━━━ Given records
PR #3368, opened 2016-01-27
Timeout circuit breaker bug fix v6

colin-higgins:
https://github.com/Particular/NServiceBus/pull/3014

https://github.com/Particular/NServiceBus/issues/2994

Porting the timeout tests and fix to v6

cc / @indualagarsamy @timbussmann 

I needed to refactor `CriticalError.cs` because features will raise critical errors before the endpoint property is actually populated. This meant that endpoint.Stop() was never called even though something deemed critical occurred. The expected error also never bubbled up.

**Scenario**: When the circuit breaker for the timeout storage breaks, it will raise a critical error indicating that the storage can not be reached. The critical error method threw an InvalidOperationException if the endpoint property was null, which never allowed the circuit breaker to stop the endpoint.

### DIFF
--- a/src/NServiceBus.AcceptanceTests/CriticalError/When_raising_critical_error.cs
+++ b/src/NServiceBus.AcceptanceTests/CriticalError/When_raising_critical_error.cs
@@ -1,48 +1,79 @@
 ﻿namespace NServiceBus.AcceptanceTests.CriticalError
 {
     using System;
+    using System.Collections.Concurrent;
     using System.Threading.Tasks;
     using NServiceBus.AcceptanceTesting;
     using NServiceBus.AcceptanceTests.EndpointTemplates;
     using NUnit.Framework;
     using CriticalError = NServiceBus.CriticalError;
 
-    public class When_using_default_critical_error_handler : NServiceBusAcceptanceTest
+    public class When_raising_critical_error : NServiceBusAcceptanceTest
     {
         [Test]
-        public async Task Should_stop_endpoint_when_endpoint_started()
+        public async Task Should_trigger_critical_error_action_when_raised_from_handler()
         {
-            var context = await Scenario.Define<TestContext>()
-                .WithEndpoint<EndpointWithCriticalError>(b => b
-                    .When((bus, c) =>
+            var exceptions = new ConcurrentDictionary<string, Exception>();
+
+            Func<ICriticalErrorContext, Task> addCritical = criticalContext =>
+            {
+                exceptions.TryAdd(criticalContext.Error, criticalContext.Exception);
+                return Task.FromResult(0);
+            };
+
+            await Scenario.Define<TestContext>()
+                .WithEndpoint<EndpointWithCriticalError>(b =>
+                {
+                    b.CustomConfig(config =>
+                    {
+                        config.DefineCriticalErrorAction(addCritical);
+                    });
+
+                    b.When((bus, c) =>
                     {
                         c.ContextId = Guid.NewGuid().ToString();
-                        return bus.SendLocal(new Message { ContextId = c.ContextId });
-                    }))
-                .Done(c => c.CriticalErrorRaised)
+                        return bus.SendLocal(new Message
+                        {
+                            ContextId = c.ContextId
+                        });
+                    });
+                })
+                .Done(c => c.CriticalErrorsRaised > 0)
                 .Run();
 
-            Assert.IsNull(context.RaiseCriticalErrorException);
-            Assert.IsTrue(context.CriticalErrorRaised);
+            Assert.IsTrue(exceptions.Keys.Count == 1);
         }
 
         [Test]
-        public async Task Should_throw_when_endpoint_not_started()
+        public async Task Should_call_critical_error_action_for_every_error_that_occurred_before_startup()
         {
+            var exceptions = new ConcurrentDictionary<string, Exception>();
+
+            Func<ICriticalErrorContext, Task> addCritical = criticalContext =>
+            {
+                exceptions.TryAdd(criticalContext.Error, criticalContext.Exception);
+                return Task.FromResult(0);
+            };
+
             var context = await Scenario.Define<TestContext>()
-                .WithEndpoint<EndpointWithCriticalErrorStartup>()
+                .WithEndpoint<EndpointWithCriticalErrorStartup>(b =>
+                {
+                    b.CustomConfig(config =>
+                    {
+                        config.DefineCriticalErrorAction(addCritical);
+                    });
+                })
                 .Done(c => c.EndpointsStarted)
                 .Run();
 
-            Assert.IsTrue(context.CriticalErrorRaised);
-            Assert.IsAssignableFrom<InvalidOperationException>(context.RaiseCriticalErrorException);
+            Assert.IsTrue(context.CriticalErrorsRaised == 2);
+            Assert.IsTrue(exceptions.Keys.Count == context.CriticalErrorsRaised);
         }
 
         public class TestContext : ScenarioContext
         {
             public string ContextId { get; set; }
-            public bool CriticalErrorRaised { get; set; }
-            public Exception RaiseCriticalErrorException { get; set; }
+            public int CriticalErrorsRaised { get; set; }
         }
 
         public class EndpointWithCriticalError : EndpointConfigurationBuilder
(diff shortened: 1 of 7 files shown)


src/NServiceBus.AcceptanceTests/Timeout/When_timeout_storage_is_unavailable_temporarily.cs
```diff
@@ -0,0 +1,90 @@
...
+                        {
+                            if (criticalErrorContext.Error.Contains("Persister is temporarily unavailable"))
+                                context.FatalErrorOccurred = true;
+                            return Task.FromResult(true);
+                        });
+                    });
+                })
+                .Done(c => c.FatalErrorOccurred || stopTime <= DateTime.Now)
+                .Repeat(r => r.For(Transports.Msmq))
+                .Should(c => Assert.IsFalse(c.FatalErrorOccurred, "Circuit breaker was trigged too soon."))
```
colin-higgins: I expected this test to fail and it did not. None of the methods on `TemporarilyUnavailableTimeoutPersister ` are being called. Will look into it soon.

WilliamBZA: So we want to test that if there is a FlakyTimeoutPersister (tm) that if the persister breaks, a CriticalError is raised? Well I suppose not in the end, but we want this test to fail in the meantime.

If we want to invoke the timeout persister, surely we need a saga to request a timeout? We don't have that anywhere...

colin-higgins: I was missing the `IQueryTimeouts` implementation... I have that with the latest commit, once github catches up. 
Timeouts are queried on startup if they are enabled.

timbussmann: > If we want to invoke the timeout persister, surely we need a saga to request a timeout?

you can also just defer a message, this will use the same mechanism.

src/NServiceBus.Core/CriticalError/CriticalError.cs
```diff
@@ -49,17 +56,43 @@ public virtual void Raise(string errorMessage, Exception exception)
             Guard.AgainstNull(nameof(exception), exception);
             LogManager.GetLogger("NServiceBus").Fatal(errorMessage, exception);
 
-            if (Endpoint == null)
+            lock (endpointCriticalLock)
             {
-                throw new InvalidOperationException("You can only raise critical errors on a started endpoint but the endpoint wasn't started yet.");
+                if (endpoint == null || criticalErrors.Any())
```
timbussmann: is the `criticalErrors.Any()` check right?

src/NServiceBus.AcceptanceTests/Timeout/When_timeout_storage_is_unavailable_temporarily.cs
colin-higgins: Yes,  I am just saying that the timeouts will be polled regardless of whether I trigger one

src/NServiceBus.Core/CriticalError/CriticalError.cs
colin-higgins: Yes because we don't want to abandon all the stored critical errors if the endpoint property being set wins the race.  Though this won't actually be necessary if we are using the endpointLock.

timbussmann: I can't come up with a scenario where endpoint is not null but criticalErrors still contains something, that's what the lock is for?

colin-higgins: Yes,  we added the Any check before the lock,  so it's safe to remove now.

danielmarbach:
@colin-higgins apart from the description of the PR and that it doesn't compile it looks good. I was brainstorming with @timbussmann how we could get rid the lock statement but we couldn't come up with a better way

src/NServiceBus.Core/CriticalError/CriticalError.cs
danielmarbach: Since you have a list I'd just use .Count

colin-higgins:
Ah it doesn't compile... That's what I get for gambling on committing piecemeal.

As far as the lock statement... I'd love to get rid of it. I was thinking we could hide it behind one of the Concurrent collections somehow, but we still run into the same problem.

src/NServiceBus.AcceptanceTests/CriticalError/When_raising_critical_error.cs
```diff
@@ -65,21 +96,10 @@ public CriticalHandler(CriticalError criticalError, TestContext testContext)
...
-                    catch (Exception exception)
-                    {
-                        testContext.RaiseCriticalErrorException = exception;
-                    }
-
                     if (testContext.ContextId == request.ContextId)
                     {
-                        testContext.CriticalErrorRaised = true;
+                        criticalError.Raise("a critical error", new SimulatedException());
+                        testContext.CriticalErrorsRaised++;
```
SeanFeldman: Interesting, so when critical error is raised, because of async/await, there's still some work that can take place after...

src/NServiceBus.AcceptanceTests/Timeout/TemporarilyUnavailableTimeoutPersister.cs
```diff
@@ -0,0 +1,109 @@
...
+                NextChangeTime = DateTime.Now.AddSeconds(SecondsToWait);
+            }
+        }
+
+        static bool isAvailable = false;
+        Task completedTask = Task.FromResult(0);
+        DateTime NextChangeTime;
+        Dictionary<string, TimeoutData> storage = new Dictionary<string, TimeoutData>(); 
+
+        private void ThrowExceptionUntilWait()
```
SeanFeldman: Funky name

src/NServiceBus.Core/CriticalError/CriticalError.cs
```diff
@@ -49,17 +56,43 @@ public virtual void Raise(string errorMessage, Exception exception)
             Guard.AgainstNull(nameof(exception), exception);
             LogManager.GetLogger("NServiceBus").Fatal(errorMessage, exception);
 
-            if (Endpoint == null)
+            lock (endpointCriticalLock)
```
SeanFeldman: Why do we need to lock here?

colin-higgins: There can be multiple threads raising a critical error. If the SetEndpoint method is called and the endpoint is set and the errors are being pulled from the shared list, we need to avoid contention.

colin-higgins: I do think it illustrates the need to refactor how we're doing this entirely, I just don't think the time to do that is now.

src/NServiceBus.AcceptanceTests/Timeout/TemporarilyUnavailableTimeoutPersister.cs
colin-higgins: @SeanFeldman I'm open to alternative name suggestions

src/NServiceBus.Core/CriticalError/CriticalError.cs
SeanFeldman: Got it. That's because `CriticalError` is a singleton.
Wouldn't then the preference be to use concurrent collection? (just curious)

src/NServiceBus.AcceptanceTests/Timeout/TemporarilyUnavailableTimeoutPersister.cs
SeanFeldman: @colin-higgins `RandomlyThrowException`?

src/NServiceBus.Core/CriticalError/CriticalError.cs
colin-higgins: https://github.com/Particular/NServiceBus/pull/3368#issuecomment-176837349

colin-higgins: We would still need to lock on the `endpoint` property being set.

src/NServiceBus.AcceptanceTests/Timeout/TemporarilyUnavailableTimeoutPersister.cs
colin-higgins: It's not random though, it is:
throe exception for every call for ten seconds, then no exceptions for ten seconds, repeat

SeanFeldman: `MimicOutage`

colin-higgins:
@bording Everything is all green

bording:
Since it looks like you've addressed all the feedback, I'll go ahead and merge it.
━━━━━━
◆ Task details:
Copy out word for word each line of the listing, from the very first line down to the line containing "async Task Should_stop_endpoint_when_endpoint_started()", and stop after that line.

◆ Answer to this problem:
PR #3368, opened 2016-01-27
Timeout circuit breaker bug fix v6

colin-higgins:
https://github.com/Particular/NServiceBus/pull/3014

https://github.com/Particular/NServiceBus/issues/2994

Porting the timeout tests and fix to v6

cc / @indualagarsamy @timbussmann 

I needed to refactor `CriticalError.cs` because features will raise critical errors before the endpoint property is actually populated. This meant that endpoint.Stop() was never called even though something deemed critical occurred. The expected error also never bubbled up.

**Scenario**: When the circuit breaker for the timeout storage breaks, it will raise a critical error indicating that the storage can not be reached. The critical error method threw an InvalidOperationException if the endpoint property was null, which never allowed the circuit breaker to stop the endpoint.

### DIFF
--- a/src/NServiceBus.AcceptanceTests/CriticalError/When_raising_critical_error.cs
+++ b/src/NServiceBus.AcceptanceTests/CriticalError/When_raising_critical_error.cs
@@ -1,48 +1,79 @@
 ﻿namespace NServiceBus.AcceptanceTests.CriticalError
 {
     using System;
+    using System.Collections.Concurrent;
     using System.Threading.Tasks;
     using NServiceBus.AcceptanceTesting;
     using NServiceBus.AcceptanceTests.EndpointTemplates;
     using NUnit.Framework;
     using CriticalError = NServiceBus.CriticalError;
 
-    public class When_using_default_critical_error_handler : NServiceBusAcceptanceTest
+    public class When_raising_critical_error : NServiceBusAcceptanceTest
     {
         [Test]
-        public async Task Should_stop_endpoint_when_endpoint_started()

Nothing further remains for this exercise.